Indeks Dow Jones Industrial Average zwyżkował o 2,87 proc. do poziomu 12103,6 pkt., S&P 500 wzrósł o 2,98 proc. do poziomu 1241,3 pkt., natomiast technologiczny Nasdaq Composite wzrósł o 3,19 proc. do poziomu 2603,73 pkt. Do zwyżki akcji banków przyczyniła się propozycja Rezerwy Federalnej USA odnośnie nowych wymogów kapitałowych, które okazały się mniej dotkliwe niż zakładano.
W rezultacie akcje JP Morgan Chase & Co zyskały 5 proc. Wells Fargo & Co 4,6 proc., a sektorowy indeks banków KBW Banks wzrósł o 4,1 proc. Z kolei notowania spółek budowlanych wsparły dane z rynku nieruchomości. Liczba pozwoleń na budowę domów w listopadzie wzrosła o 5,7 proc. m/m i wyniosła 681 tys., co jest najwyższym poziomem od marca 2010 roku. Konsensus rynkowy przewidywał spadek z 644 tys. do 635 tys. Natomiast liczba rozpoczętych budów w listopadzie wzrosła o 9,3 proc. m/m do poziomu 685 tys., czyli najwyższego poziomu od kwietnia 2010 roku. Prognoza zakładała wzrost z 627 tys. do 630 tys. Indeks sektorowy spółek budowlanych wzrósł o 6 proc.

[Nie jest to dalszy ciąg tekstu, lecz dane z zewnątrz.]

PR #157, opened 2023-06-28
Vault With Purchase

sshropshire:
### Summary of changes

 - Add `ApproveOrderProgressView` to detail SDK and Sample Merchant Server interaction
 - Remove unused classes:
   - `CreateOrderResponse`
   - `PreferenceConstants`
   - `TestCardGroup`
   - `LinkResponse`
   - `VaultSessionId`

 ### Checklist

 - [x] Added a changelog entry

- @sshropshire

### Video

https://github.com/paypal/Android-SDK/assets/58225613/56fa50ab-4a2d-471a-a5bf-36f625cb9555


CardPayments/src/main/java/com/paypal/android/cardpayments/CardRequest.kt
```diff
@@ -1,17 +1,24 @@
...
+@Parcelize
 data class CardRequest @JvmOverloads constructor(
     val orderId: String,
     val card: Card,
     val returnUrl: String,
-    val sca: SCA = SCA.SCA_WHEN_REQUIRED
-)
+    val sca: SCA = SCA.SCA_WHEN_REQUIRED,
+    val shouldVault: Boolean = false,
+    val vaultCustomerId: String? = null
```
jaxdesmarais: I know we had initially discussed 2 approaches to vaulting:
1. add everything to the card object then do the same with other modules, so for example vaulting PayPal or Venmo would also require us to have `shouldVault` and `vaultCustomerId`
2. Have and explicit Vault object to hold these parameters (`shouldVault` and `vaultCustomerId`)

I am curious if as these objects grow it will be harder to maintain having these in the individual objects vs a shared `Vault` object that can be used across multiple modules. I'm curious what your thoughts since I know you're a lot more familiar with the underlying APIs than I am!

sshropshire: Yeah I just dropped a link to Jose's document on Vault API in the team chat.

jaxdesmarais: If we have a vault object could we remove the `shouldVault` parameter since we could assume with that object the intention was to vault? What would happen with the customer ID in the current implementation if a merchant passes a customer ID value but leaves `shouldVault` as `false`?

sshropshire: It's up to us. We can either throw or allow it and no-op (I believe the latter is the current behavior).

scannillo:
I am running this on a Samsung device and clicking on "Card" or "PayPal" from the PaymentMethodsFragment works fine for me, but clicking on "PayPal Native" results in a crash. Is anyone else experiencing this? Looks like this is the log:

```
FATAL EXCEPTION: main
Process: com.paypal.android, PID: 25932
java.lang.IllegalArgumentException: CreationExtras must have a value by `SAVED_STATE_REGISTRY_OWNER_KEY`
    at androidx.lifecycle.SavedStateHandleSupport.createSavedStateHandle(SavedStateHandleSupport.kt:91)
    at androidx.lifecycle.AbstractSavedStateViewModelFactory.create(AbstractSavedStateViewModelFactory.kt:90)
    at dagger.hilt.android.internal.lifecycle.HiltViewModelFactory.create(HiltViewModelFactory.java:116)
    at androidx.lifecycle.ViewModelProvider.get(ViewModelProvider.kt:187)
    at androidx.lifecycle.ViewModelProvider.get(ViewModelProvider.kt:153)
    at androidx.lifecycle.ViewModelLazy.getValue(ViewModelLazy.kt:53)
    at androidx.lifecycle.ViewModelLazy.getValue(ViewModelLazy.kt:35)
    at com.paypal.android.ui.paypal.PayPalNativeFragment.getViewModel(PayPalNativeFragment.kt:33)
    at com.paypal.android.ui.paypal.PayPalNativeFragment.onCreateView(PayPalNativeFragment.kt:44)
    at androidx.fragment.app.Fragment.performCreateView(Fragment.java:3104)
    at androidx.fragment.app.FragmentStateManager.createView(FragmentStateManager.java:524)
    at androidx.fragment.app.FragmentStateManager.moveToExpectedState(FragmentStateManager.java:261)
    at androidx.fragment.app.FragmentManager.executeOpsTogether(FragmentManager.java:1890)
    at androidx.fragment.app.FragmentManager.removeRedundantOperationsAndExecute(FragmentManager.java:1814)
    at androidx.fragment.app.FragmentManager.execPendingActions(FragmentManager.java:1751)
    at androidx.fragment.app.FragmentManager$5.run(FragmentManager.java:538)
    at android.os.Handler.handleCallback(Handler.java:938)
    at android.os.Handler.dispatchMessage(Handler.java:99)
    at android.os.Looper.loopOnce(Looper.java:226)
    at android.os.Looper.loop(Looper.java:313)
    at android.app.ActivityThread.main(ActivityThread.java:8751)
    at java.lang.reflect.Method.invoke(Native Method)
    at com.android.internal.os.RuntimeInit$MethodAndArgsCaller.run(RuntimeInit.java:571)
    at com.android.internal.os.ZygoteInit.main(ZygoteInit.java:1135)
```

sshropshire:
> I am running this on a Samsung device and clicking on "Card" or "PayPal" from the PaymentMethodsFragment works fine for me, but clicking on "PayPal Native" results in a crash. Is anyone else experiencing this?

Yeah this is a good catch. I'm looking for a fix now. It looks like it bugs out here in [PayPalNativeFragment.kt](https://github.com/paypal/Android-SDK/blob/741325e23f487be2579bd69abfac31ca134f039b/Demo/src/main/java/com/paypal/android/ui/paypal/PayPalNativeFragment.kt#L44).

sshropshire:
@scannillo was able to fix https://stackoverflow.com/a/73675462.

CardPayments/src/main/java/com/paypal/android/cardpayments/CardRequest.kt
jaxdesmarais: Yeah, personally I think it'd be weird to no-op if a merchant provides a customer ID but should vault as false and could see us getting inbounds around that. It sounds like the options we have are:
```swift
// option 1: provide a Vault object and default should vault to true
let cardRequest = CardRequest(
    ...
    vault: Vault() // we generate customer ID
    // OR
    vault: Vault(customerID: "my-customer-id" // merchant provided customer ID
)

// option 2: provide a Vault object and have merchants provide should vault
// should we throw if a merchant tries to pass false
let cardRequest = CardRequest(
    ...
    vault: Vault(shouldVault: true) // we generate customer ID
    // OR
    vault: Vault(shouldVault: true, customerID: "my-customer-id" // merchant provided customer ID
)

// option 3: have vault options on the request directly
let cardRequest = CardRequest(
    ...
    shouldVault: true // we generate a customer ID - is this explicit enough for merchants to know that we generate the ID
    // OR
    shouldVault: true, 
    customerID: "my-customer-id" // merchant provided customer ID - what do we do in this case if a merchant provides an ID but should vault as false
)
```
Wanted to type them out to grock what the different options look like. Personally I still lean towards a vault object since it is more explicit. Not having one makes it a bit harder to handle the what ifs and doesn't make it clear that merchants can pass should vault and have us generate a customer ID for them in the top level object.

sshropshire: Yeah I agree, they all field weird to me. At PPCP stand David mention we can go with Option 3 for now and circle back once we get some merchant feedback.

jaxdesmarais: Ah, gotcha, I didn't realize that was the decision I thought we wanted to mock them out a bit more and discuss. I think this is fine for now then and we can revisit later.

CHANGELOG.md
```diff
@@ -5,6 +5,7 @@
   * Bump Kotlin version to `1.8.21`
 * CardPayments
   * Make `Card` implement `Parcelable`
+  * Make `CardRequest` implement `Parcelable`
```
jaxdesmarais, line 8: Do we also need to add an entry for the new vault parameters to the changelog?

CardPayments/src/main/java/com/paypal/android/cardpayments/CardRequest.kt
```diff
@@ -1,17 +1,24 @@
...
 import com.paypal.android.cardpayments.threedsecure.SCA
+import kotlinx.parcelize.Parcelize
 
 /**
  * A card request to process a card payment
  * @property orderId The order ID to to process the payment
  * @property card   Card used for payment
  * @property returnUrl Url to return to app after SCA challenge finishes
  * @property sca Specify to always launch 3DS or only when required. Defaults to `SCA.SCA_WHEN_REQUIRED`.
+ * @property shouldVault Set this value to true if the payment method should be vaulted on success
```
jaxdesmarais: We should specify in this doc string that when set to true and a customer ID is not provided we will generate one for the merchant

CardPayments/src/main/java/com/paypal/android/cardpayments/CardRequest.kt
```diff
@@ -1,17 +1,24 @@
...
+ * @property vaultCustomerId Set a customer id for vaulting payment methods when [shouldVault] is true
```
jaxdesmarais: We should call out that this is optional maybe just something like:
```suggestion
 * @property vaultCustomerId Optionally set a customer id for vaulting payment methods when [shouldVault] is true
```

CHANGELOG.md
sshropshire: Yeah def that's a good call. I'll add those in.

CardPayments/src/main/java/com/paypal/android/cardpayments/CardRequest.kt
sshropshire: 👍 yup! I'll reformat this to make it more clear.

CardPayments/src/main/java/com/paypal/android/cardpayments/CardRequest.kt
sshropshire: Ended up combining the last to feedback items into this:

> @property vaultCustomerId Optional. When [shouldVault] is set to true and this property is set, the
 value of this property will be used to associate the vaulting of a payment method with a specific
 customer. If [shouldVault] is set to true and this property is not set, a vault customer ID will be generated.

scannillo:
> @scannillo was able to fix https://stackoverflow.com/a/73675462.

Good find! This works for me.

CardPayments/src/main/java/com/paypal/android/cardpayments/CardRequest.kt
scannillo: I also lean toward a vault object. Something like:

```
let cardRequest = CardRequest(
    ...
    useVault: Vault() // we generate customer ID
    // OR
    useVault: Vault(customerID: "my-customer-id") // merchant provided customer ID
)
```

sshropshire: Yeah we made the decision to go option 3 the other day in stand. I'm down to bring it up again in the team channel, we should get David involved if we decide to switch it up.

Demo/src/main/java/com/paypal/android/ui/approveorderprogress/ApproveOrderProgressFragment.kt
```diff
@@ -0,0 +1,188 @@
...
+        cardClient.approveOrder(requireActivity(), cardRequest)
+    }
+
+    @ExperimentalMaterial3Api
+    @Composable
+    fun ApproveOrderProgressView(events: List<ComposableEvent>) {
+        val listState = rememberLazyListState()
+        LaunchedEffect(events) {
+            // continuously scroll to bottom of the list when event state is updated
+            listState.animateScrollToItem(events.size)
```
scannillo, line 134: This entire scroll view looks awesome!

Demo/src/main/java/com/paypal/android/uishared/components/CardResultView.kt
```diff
@@ -0,0 +1,88 @@
...
+                UriView(uri = result.deepLinkUrl!!)
+            }
+            Spacer(modifier = Modifier.size(24.dp))
+        }
+    }
+}
+
+@Preview
+@Composable
+fun CardResultViewWithDeepLinkPreview() {
```
scannillo, line 65: Would love a demo or mob on how you've been using these Previews!

scannillo:
Do we want to add vaulting documentation to our GH hosted docs ([here](https://github.com/paypal/Android-SDK/tree/main/docs/CardPayments)) as part of this PR?

CardPayments/src/main/java/com/paypal/android/cardpayments/CardRequest.kt
jaxdesmarais: I think we should circle back on it with David - I can post in there

scannillo: If we already decided on 3 we can stick with that! I know sometimes PPCP can get stuck in a lot of back and forth.

scannillo (approved):
Changes look good to me! Left a comment about the docs that need to be addressed in this repo. Whether that happens in this PR or a follow-up.

KunJeongPark (approved):

CardPayments/src/main/java/com/paypal/android/cardpayments/CardRequest.kt
sshropshire: Sounds like option 1 is the route. I'm going to change it to that one.

Demo/src/main/java/com/paypal/android/uishared/components/CardResultView.kt
sshropshire: Most def!

sshropshire:
> Do we want to add vaulting documentation to our GH hosted docs ([here](https://github.com/paypal/Android-SDK/tree/main/docs/CardPayments)) as part of this PR?

@scannillo for this, I'd say we can do the docs in a separate PR so we can capture Vault with Purchase and Vault without Purchase in the same docs story.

Natomiast spółki telekomunikacyjne zyskiwały po informacji, że AT&T wycofał swą ofertę przejęcia T-Mobile USA. Ponadto Inwestorzy dobrze przyjęli wyniki wtorkowej aukcji hiszpańskich 3- i 6- miesięcznych bonów skarbowych, których rentowności spadły o ponad połowę w porównaniu do aukcji z poprzedniego miesiąca (20 grudnia wyniosły odpowiednio 1,735 proc. i 2,435 proc.).
Wczoraj na zielono świeciły się również indeksy na europejskich parkietach. Niemiecki DAX zakończył sesję 3,11 proc nad kreską, francuski CAC 40 wzrósł o 2,73 proc. o brytyjski FTSE 100 o 1,02 proc. Podobnie jak w Stanach Zjednoczonych indeksy były ciągnęły w górę głównie przez akcje banków. Najwięcej zyskały Commerzbank oraz Deutsche Bank, które zwyżkowały o ponad 2 proc. Wzrosty nie ominęły warszawskiego parkietu. WIG 20 zakończył notowania 1,46 proc. nad kreską. Zakończona nad ranem czasu polskiego sesja azjatycka również przyniosła wzrosty.
Nastroje poprawiły się po dobrych danych z Europy i Stanów Zjednoczonych. Ponadto Bank Japonii pozostawił stopy procentowe w obecnym przedziale 0- 0,1 proc., oraz ściął swoją ocenę kondycji japońskiej gospodarki, co jednak zostało odebrane jako gotowość do podjęcia działań na rzecz poprawy wzrostu gospodarczego. Tokijski indeks Nikkei 225 wzrósł o 1,48 proc. Początek dzisiejszych notowań w Europie to utrzymywanie się dobrych nastrojów i kontynuacja wzrostów. Indeksy zyskują średnio o 0,5 proc. Kalendarz makroekonomiczny nie przewiduje na dziś wielu ważnych odczytów.